The drawings are a bit rough, but they get the point across. I'm going to go with bent lamination for the apron. 1/8" veneers cold bent around an MDF form. No steam. My research, and some quick testing here in the shop, indicates the QSWO can handle the bend without breaking. I'll use polyurethane glue as, it is my understanding, it will not 'creep' when released from the forms. That means I don't have to compensate for spring back.

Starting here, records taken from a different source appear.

PR #1313, opened 2024-08-16
Fix server doesn't initialize

jwortmann:
Closes #1310.

Disclaimer: only tested on Windows.

PR #1319, opened 2024-08-27
Extract project files tracking into function

jwortmann:
I noticed that the drive letter normalization from my PR #1313 was incomplete and also needs to be added for the environment changing via `julia/activateenvironment` here:
https://github.com/julia-vscode/LanguageServer.jl/blob/0da181a8e48da14c2ac46519311e01352c7c6fca/src/requests/misc.jl#L85-L109

This exact same code is used in two places, so I extracted it into a new function `track_project_files!` (the diff for `misc.jl` on GitHub is unfortunately a bit misleading).


jwortmann:
I split the PR up into 2 commits, to make it easier to review. I'd recommend to squash the commits when merging.

jwortmann:
It would be great if this PR could be merged, because this bug is currently blocking the update of the server for clients that use uppercase drive letters.

jwortmann:
Bump :shrug:

Does anybody read issues and pull requests in this repository and is able to merge this?
The changes are really simple and it shouldn't take more than two minutes or so to review.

I hope. :crossed: The chess board will be 1/8" veneers laminated to a 1" MDF substrate (two 1/2" sheets laminated).Here's the overview
6-13 a.jpg6-13 b.jpg6-13 c.jpg


The swing out compartments are meant to be 'hidden'. So no visible hardware and the gaps need to be as small as possible. I've not figured out what type of 'catch' to use yet, but I did find a few ideas on the web for hinging the compartment. This drawing shows the basic idea, though I will likely be moving the hinge point in a little to minimize the 'cutout' that allows the end of the drawer face to swing in.

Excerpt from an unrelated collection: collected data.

PR #1324, opened 2024-09-30
Show warnings when a request is slow

DanielVandH:
As discussed @davidanthoff , this outputs a warning when the duration of a request exceeds 1 second. I put the warning here instead of `request_wapper` so that the request name has a better formatting.


DanielVandH:
Don't really know the best way to add a test for this.. I've tested it locally by just waiting for a slow request but is there something better to do to simulate a slow request in the tests?

PR #400, opened 2020-06-13
Bugfix for Skill Badges and "Always Ask" rolls

Aeristoka:
I don't think I saw any cleaner way to get the setting


kakaroto:
Yep, that looks good to me

PR #401, opened 2020-06-13
Bugfix for Rolling Hit Die (including custom die)

### LINKED ISSUE #378: Hit die not rolling in Roll20 5e Sheet

Aeristoka:
Proper fix

Fixes #378


kakaroto:
Too complicated to review, I'll just merge it as is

Closed Close up.jpgOpen Close up.jpg

Finally, the lazy susan. I want the motion to be smooth and there should be no 'rocking' of the table top. If someone leans on the edge of the table I don't want the other side to lift. So, I'm thinking of going with a commercial grade 24" ball bearing mechanism that will support the top almost at its perimeter - the top is 27". This presents two more challenges. Since the mechanism is about 9/16" deep I will have to provide a groove in the underside of the table about 1/2" deep for the susan to sit in which will keep the gap between the top and apron to about 1/16". This then intrudes into the space for the chessboard. This is why I will use two 1/2" pieces of MDF for my substrate as I can cut off the corners of the lower piece to clear the susan.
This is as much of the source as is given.